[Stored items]
■ ■ ■ ■ ■
PR #70687, opened 2026-07-29
Add a user settings page for cross-page UI defaults

pierrejeambrun:
Adds a browser-local **Settings** page (reachable from the user menu) that gathers cross-page UI defaults in one place. Several of these behaviors had no way to set a personal default before: graph layout direction and dependency scope are remembered per-Dag, and the clear / mark-as dialog selections reset to a fixed choice on every action, so users kept re-applying the same options.

Each preference is stored in `localStorage` only (no server-side profile) and is consumed as a **fallback** — a per-Dag or per-action choice still overrides it.

Settings included:
- **Graph** — default graph layout direction
- **Clearing** — default run-clear selection; default task-clear selection; "prevent clearing running tasks"
- **Marking** — default mark-as selection (single task instance)

The redundant "Default to graph/grid view" quick-toggle is removed from the user menu — that preference (`default_dag_view`) is already set by the on-page grid/graph switcher, so the menu item was duplicative.

Screenshots:
Screenshot 2026-07-29 at 17 13 11
Screenshot 2026-08-10 at 12 52 58

---

### DIFF
--- a/airflow-core/src/airflow/ui/public/i18n/locales/en/common.json
+++ b/airflow-core/src/airflow/ui/public/i18n/locales/en/common.json
@@ -88,8 +88,6 @@
   "dagRunId": "Dag Run ID",
   "dagRunState": "Dag Run State",
   "dagWarnings": "Dag warnings/errors",
-  "defaultToGraphView": "Default to graph view",
-  "defaultToGridView": "Default to grid view",
   "delete": "Delete",
   "diff": "Diff",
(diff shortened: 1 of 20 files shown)


bbovenzi:
This is great!

We do have light/dark mode, timezone and language exist outside of this. i think it still makes sense to make those quickly accessible and this is for "Advanced" settings.

bbovenzi (approved):

PR #70688, opened 2026-07-29
Fix Helm Chart regression with Kerberos in Kubernetes

Nataneljpwd:
---

- [x] No

Fixed helm chart regression introduced in #38815 
---
Due to the PR mentioned above, any task that used kerberos and ran kinit by itself has failed due to permission errors, which were caused due to a readonly mount for the kerberos cache on k8s pod template.
The pod template has been adjusted so that when there is a kerberos init container, the mount is readonly for the worker, otherwise, when no kerberos sidecar / init container is set, allow the base container to write to the cache directory

Also added a patch that we use locally for celery to allow for manual kinit per task.


Miretpl (changes requested):
I would add the `readOnlyKerberosCache` option under both the `workers.celery` and `workers.kubernetes` sections (+ closer to the Kerberos container options). I don't really see the reason for having different handling of it for the pod template and workers themselves.

chart/values.yaml
```diff
@@ -609,6 +609,8 @@ kerberos:
 # Airflow Worker Config
 workers:
   celery:
+    # Should the kerberos-ccache mount be readonly for Celery Workers
+    readonlyKerberosCache: true
```
Miretpl: Can you move it closer to the Kerberos-related configs under `workers.celery`?

chart/values.yaml
```diff
@@ -1109,6 +1111,7 @@ workers:
       containerLifecycleHooks: {}
 
     # Resource configuration for pods created with pod-template-file
+    readonlyKerberosCache: true
```
Miretpl, line 1115: Same comment as above.

Miretpl (changes requested):

Miretpl (changes requested):
Could you add test cases for the change?

chart/values.yaml
Nataneljpwd: done, it is under the kerberos related configurations

chart/values.yaml
Nataneljpwd: done, it is under the kerberos related configurations

Miretpl (changes requested):
Tests are failing - could you take a look?

Nataneljpwd:
> Tests are failing - could you take a look?

Hello, fixed th tests

Miretpl (approved):

Miretpl:
@Nataneljpwd could you make a manual backport?

Nataneljpwd:
> @Nataneljpwd could you make a manual backport?

Sure, will do

PR #70690, opened 2026-07-29
Fix CeleryExecutor fork deadlock that hangs the scheduler

dheerajturaga:
`CeleryExecutor` could stop scheduling indefinitely, with `/health` returning 503
until the scheduler was restarted manually.

Publishing workloads forked a `ProcessPoolExecutor` from the scheduler, which is
multi-threaded. `fork()` copies the state of every mutex but only the calling
thread, so a worker could inherit a lock held by a thread that was never copied
and block forever acquiring it. The parent then waited on that worker forever,
the scheduling loop stopped heartbeating, and the job never recovered on its own.

`py-spy dump` of a wedged scheduler:

```
Thread (idle): "MainThread"
    __enter__ (multiprocessing/synchronize.py:95)      <-- SemLock.acquire(), never returns
    get (multiprocessing/queues.py:100)                <-- Queue.get(): "with self._rlock:"
    _process_worker (concurrent/futures/process.py:242)
    ...
    _send_workloads_to_celery (celery_executor.py:256)
    _send_workloads (celery_executor.py:203)
    trigger_tasks (base_executor.py:406)
    heartbeat (base_executor.py:311)
    _run_scheduler_loop (scheduler_job_runner.py:1693)
```

CPython already warns about this from the same code path — running the existing
(quarantined) `test_send_workloads_to_celery_hang` on `main` emits
`This process is multi-threaded, use of fork() may lead to deadlocks in the child`.

The existing `OPERATION_TIMEOUT` guard cannot catch it. That `timeout()` lives
*inside* `send_workload_to_executor`, but the deadlock happens earlier, in the
pool worker's bootstrap (`call_queue.get()`), before the target function is
entered. A `SIGALRM` also cannot interrupt a process blocked in a C-level
semaphore wait.

### Why remove the pool instead of changing the start method

The obvious fix is to pass a non-`fork` `mp_context`. Measured against a live
Redis broker (4 workers warm, `sync_parallelism` auto = 11), that is much worse
than the status quo, because the pool is rebuilt on every publish:

| workloads | inline | fork pool | forkserver pool | persistent fork |
| --- | --- | --- | --- | --- |
| 5 | **3.2ms** | 51.2ms | 392.7ms | 3.6ms |
| 13 | **9.0ms** | 62.8ms | 2899ms | 6.4ms |
| 26 | **15.6ms** | 87.0ms | **24433ms** | 8.7ms |
| 128 | **72.4ms** | 186.4ms | 25981ms | 57.6ms |
| 512 | 364ms | 280ms | 42443ms | **152ms** |

Publishing a workload is a single short broker round-trip (~0.6ms), so the pool
costs more to start than the sends it parallelizes. Inline beats the fork pool at
every size up to 512 — and `[scheduler] max_tis_per_query` defaults to 16, so
real publish batches are far below where the pool could ever win. A per-batch
`forkserver`/`spawn` pool would turn an intermittent hang into a guaranteed
multi-second stall on every publish.

So publishing now happens in the scheduler process. That removes the hazard
rather than making the fork safe, and deletes the pool lifecycle, chunk sizing,
and `BrokenProcessPool` handling that a persistent pool would have required.

`[celery] sync_parallelism` now applies only to fetching task state, which is
what it documents ("How many processes CeleryExecutor uses to sync task state").
Deployments that set it to `1` to work around this hang can drop that override.

### Bulk state fetch

`BulkStateFetcher._get_many_using_multiprocessing` has the identical fork hazard
but genuinely parallelizes blocking network reads, so it keeps its pool and asks
for a non-`fork` start method instead. It honours `[celery] mp_start_method` then
`[core] mp_start_method` so an operator who has deliberately pinned one keeps
control; an explicit `fork` is respected with a warning rather than overridden.
Unset, it selects `forkserver`, else `spawn`.

Note this path is only reached when `[celery] result_backend` is neither a
key-value store nor a database — Redis and DB backends route to
`_get_many_from_kv_backend` / `_get_many_from_db_backend` and never fork.

### Tests

`test_send_workloads_to_celery_hang` was quarantined *and* failing on `main`: its
fixture passed a workload object in the tuple's `team_name` slot, so
`send_workload_to_executor` raised `AttributeError: 'MockWorkload' object has no
attribute 'upper'`. In the forked pool that crash happened out of sight, so the
test was quarantined rather than diagnosed. The fixture is fixed and the test
un-quarantined, since publishing no longer forks.

Added: publishing never starts a worker process (patched `os.fork` and
`ProcessPoolExecutor.__init__` both assert-fail), the state-fetch context
resolution chain including `[celery]` precedence over `[core]` and both fallback
warnings, and that `BulkStateFetcher` passes a non-`fork` context. Each new test
fails without the source change.

related: #8854 (a bulk publish API would remove this pool entirely)
related: #70163 (adjacent CeleryExecutor hang, different cause)

---


providers/celery/src/airflow/providers/celery/executors/celery_executor_utils.py
```diff
@@ -487,6 +484,46 @@ def fetch_celery_task_state(async_result: AsyncResult) -> tuple[str, str | Excep
...
+        else:
+            if configured == "fork":
+                log.warning(
+                    "mp_start_method is set to 'fork' for the Celery state-fetch pool. Forking the "
+                    "multi-threaded scheduler can deadlock a worker on an inherited lock and stall "
+                    "scheduling; prefer 'forkserver' or 'spawn'."
+                )
+            return multiprocessing.get_context(configured)
+
+    return multiprocessing.get_context("forkserver" if "forkserver" in available else "spawn")
```
kaxil, line 525: The forkserver context here has no preload set, and `_get_many_using_multiprocessing` builds a fresh pool on every `sync()`. Children are forked from a forkserver that never imported this module, so each pool pays a full airflow + celery import in every worker, and unlike fork it doesn't get cheaper on later pools. Measured with a stand-in module whose import costs 0.8s, 7 workers, 26 items, new pool per call:

```
      fork: sync1=26.2ms   sync2=17.1ms   sync3=9.9ms
forkserver: sync1=873.3ms  sync2=838.4ms  sync3=841.4ms
```

Calling `multiprocessing.set_forkserver_preload([...])` first turns that into 901ms / 19ms / 16ms. That is what `[celery] mp_forkserver_preload` and its `[core]` fallback exist for, and `set_component_mp_start_method` already applies them, but building the context directly here skips that. `rpc://` and `mongodb://` result backends are neither KV nor DB, so they land in this pool on every heartbeat, which is the same per-pool startup cost the forkserver column in your table rejects for publishing. Setting the preload, or hoisting the pool out of the per-sync `with`, would avoid it.

providers/celery/src/airflow/providers/celery/executors/celery_executor_utils.py
```diff
@@ -487,6 +484,46 @@ def fetch_celery_task_state(async_result: AsyncResult) -> tuple[str, str | Excep
...
+    block forever acquiring it, which stalls the scheduling loop until the scheduler is
+    restarted. ``forkserver``/``spawn`` workers start without the parent's locks.
+
+    Honours ``[celery] mp_start_method`` (then ``[core] mp_start_method``) so an operator who
+    has deliberately pinned a method keeps control, and falls back to ``forkserver`` then
+    ``spawn``.
+    """
+    available = multiprocessing.get_all_start_methods()
+    configured = None
+    if AIRFLOW_V_3_3_PLUS:
```
kaxil: The provider still declares `apache-airflow>=2.11.0`, so on 2.11 and 3.0 to 3.2 `configured` stays `None` and the pool is pinned to forkserver/spawn with no way to ask for `fork` back. The `provider.yaml` change in this PR tells operators `[celery] mp_start_method` selects this pool's start method, which won't be true on those versions. `resolve_mp_start_method` is only `conf.get(section, ...) or conf.get("core", ...)`, so inlining that lookup with `fallback=None` would keep the escape hatch on every version the provider supports.

providers/celery/src/airflow/providers/celery/executors/celery_executor.py
```diff
@@ -241,22 +229,13 @@ def _send_workloads(self, workload_tuples_to_send: Sequence[WorkloadInCelery]):
...
-                send_pool.map(send_workload_to_executor, workload_tuples_to_send, chunksize=chunksize)
-            )
-        return key_and_async_results
+        # Publish in this process rather than in a worker pool. Publishing a workload is a single
+        # short broker round-trip, so a pool costs more to start than the sends it parallelizes at
+        # any batch size the scheduler produces ([scheduler] max_tis_per_query defaults to 16).
+        # Forking the pool from the multi-threaded scheduler was also a deadlock risk: a worker
+        # could inherit a mutex held by a thread fork() did not copy and block forever acquiring
+        # it, stalling the scheduling loop with no way to recover short of a restart.
+        return list(map(send_workload_to_executor, workload_tuples_to_send))
```
kaxil, line 238: The benchmarks all assume a healthy broker. Each send arms a `[celery] operation_timeout` alarm (default 1.0s), so a serial batch's worst case is `len(batch) * 1.0s` on the scheduler loop, where the pool divided it by `sync_parallelism` (batch of 32 over 11 processes was chunksize 3, so ~3s). `trigger_tasks` passes the executor's open slots, so batch tracks `[core] parallelism` (default 32), and goes well past that for anyone who raised `max_tis_per_query`. 32s without a heartbeat is over `[scheduler] scheduler_health_check_threshold` (30), which is the 503 this PR is fixing, and `task_publish_max_retries` (default 3) puts the timed-out keys back for the next heartbeat to stall on again. Worth bounding total publish time per heartbeat, or at least calling out the tradeoff?

providers/celery/src/airflow/providers/celery/executors/celery_executor_utils.py
```diff
@@ -407,13 +408,9 @@ def send_workload_to_executor(
...
     Send workload to executor (serialized and executed as a Celery task).
 
-    This function runs either inline in the long-lived scheduler process (single-workload or
-    sync_parallelism=1 path) or in short-lived ProcessPoolExecutor subprocesses (multi-workload
-    path). To avoid pickling issues with team-specific Celery apps, we pass the team_name and
-    create the app at call time. The cached app lives for the duration of the caller process, so
-    the main benefit is the scheduler-inline path where the cache persists across publish cycles.
-    In the ProcessPoolExecutor path, each subprocess is recreated per publish batch and the cache
-    only lasts for that single batch.
+    This runs inline in the long-lived caller process (the scheduler, when publishing). The
```
kaxil, line 411: `_get_celery_app_for_workload`'s docstring a few functions up still has the old framing ("may run either inline in the scheduler process or in a publisher subprocess"). Worth updating alongside this one.

dheerajturaga:
@kaxil Thanks for the careful review — all four are fair. Pushed fixes for three; the fourth is a design question I'd like your steer on.

**Version gate (`resolve_mp_start_method`).** Fixed. You're right that gating on 3.3+ silently dropped the `mp_start_method` config on 2.11–3.2 and made the `provider.yaml` text false there. Now reads `conf.get("celery", ...) or conf.get("core", ...)` with `fallback=None` directly, so the escape hatch works on every supported version.

**forkserver with no preload / fresh pool per `sync()`.** Fixed by making the pool persistent on `BulkStateFetcher` — built lazily, reused across syncs, shut down in `end()`/`terminate()`, and recreated if a worker death breaks it. One thing worth flagging: in my measurements `set_forkserver_preload` alone did *not* amortize when a fresh pool was built each sync — each worker still re-imported (I confirmed via a per-worker PID marker that the preloaded module wasn't inherited). Hoisting the pool out of the per-`sync()` scope is what actually removes the cost, so I went with that. Happy to be shown otherwise if you've seen preload help across distinct pools.

**Stale docstring.** Fixed.

**Bounding publish time per heartbeat.** This is the one I'd like your call on. You're right that the batch tracks `[core] parallelism` (default 32) via `open_slots`, not `max_tis_per_query`, so an unresponsive broker gives ~`parallelism * operation_timeout` ≈ 32s serial, over the 30s health threshold, with `task_publish_max_retries` re-queuing the timed-out keys. I confirmed that returning only a published prefix is safe: `_get_workloads_to_schedule` only reads `queued_tasks`, and the pop happens per-returned-result in `_send_workloads`, so an un-sent remainder stays queued and is retried next heartbeat without consuming slots. My inclination is a wall-clock publish budget checked between sends (each send is already bounded by its own `operation_timeout` alarm), with the remainder deferred — defaulting to something like 15s so healthy brokers never hit it. Would you prefer that, a simpler per-heartbeat count cap, or just documenting the tradeoff? And if the budget, do you want it protective-by-default or opt-in?

---
Drafted-by: Claude Code (Opus 5); reviewed by @dheerajturaga before posting

CreeperBeatz:
Independent production reproduction of this, on released versions, in case a real-world
data point is useful while the PR is under review.

**Versions:** Airflow 3.3.0, `apache-airflow-providers-celery` 3.21.0, celery 5.6.3,
kombu 5.6.2, redis-py 6.4.0, Python 3.12, 6 cores, redis broker local to the scheduler,
Postgres result backend. `[celery] sync_parallelism` unset, so it resolved to
`max(1, cpu_count()-1)` = 5.

The scheduler stopped scheduling at 08:20:09 UTC and stayed wedged for 23 minutes until
restarted by hand. Its last log line is the enqueue itself:

```
08:20:09 Trying to enqueue tasks: [...] for executor: CeleryExecutor(parallelism=256)
```

Rather than py-spy I captured `/proc/<pid>/stack` from the host, which shows the same
thing from the kernel side and may be a useful complement to the dump in the description:

```
child 2747820 -- Threads: 1
  [<0>] futex_do_wait+0x3a/0x70      <-- waiting on a lock, but the process has ONE thread,
  [<0>] __futex_wait+0x99/0x100          so no thread in it can ever release that lock
  [<0>] futex_wait+0x72/0x120

child 2747819 -- Threads: 1
  [<0>] ksys_read+0xc6/0xf0          <-- blocked reading the result pipe

parent 2774404 -- Threads: 2
  [<0>] futex_do_wait+0x3a/0x70      <-- waiting on the pool
```

Both children were forked at 08:20:10, matching the last log line exactly. The single-thread
child blocked in `futex_wait` is, I think, the clearest possible signature of the inherited-lock
mechanism described here: there is no owning thread left in that process to release it.

Supporting evidence that nothing else was involved:

- redis healthy: 2.6 MB used, every queue at depth 0, `rejected_connections:0` - the
  workloads were never published
- Postgres: no lock waits, no long-running queries, connection count well under the limit
- `SchedulerJob` heartbeat age 1036 s, while `TriggererJob` and `DagProcessorJob` on the same
  host kept beating every 5-7 s
- the host itself was not resource constrained - CPU load and free memory both well within
  normal for this deployment

Two notes that may be worth folding into the docs part of this change:

**1. Nothing can restart a scheduler in this state** 

The process never exits, so a container restart policy never
fires and the orchestrator reports a perfectly healthy container throughout. Meanwhile
`[scheduler] enable_health_check` defaults to `False`, so there is no scheduler-side
liveness signal either, and the webserver's `/api/v2/monitor/health` kept reporting the
scheduler healthy right up until we queried the `Job` heartbeat directly. The failure is
therefore invisible to every automatic recovery path at once, and only manual intervention
ended it. A line in the docs pointing out that this hang cannot be caught without
`enable_health_check` (or an `airflow jobs check --job-type SchedulerJob` probe) would have
saved us the outage.

**2. `[celery] sync_parallelism = 1` is an effective mitigation on the released versions above, and is what we deployed.** 

It takes the existing in-process branch and never forks,
so the hazard is gone rather than made less likely. Worth noting the cost is close to zero
in a setup like ours: publishing is one short round-trip to a local broker,
`[scheduler] max_tis_per_query` defaults to 16 so batches are far below where a pool could
pay back its own startup, and with a `DatabaseBackend` result backend `BulkStateFetcher`
already uses the bulk `SELECT ... WHERE task_id IN (...)` path, so lowering it has no effect
on state fetching at all. That last point may be worth stating explicitly for anyone on an
affected version who wants to mitigate before this lands.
■ ■ ■ ■ ■
EXERCISE DIRECTIONS » Where the string "trip" turns up in a line of the data above, copy that whole line.

SOLUTION FOR THIS EXERCISE »
Publishing a workload is a single short broker round-trip (~0.6ms), so the pool
+        # short broker round-trip, so a pool costs more to start than the sends it parallelizes at
in a setup like ours: publishing is one short round-trip to a local broker,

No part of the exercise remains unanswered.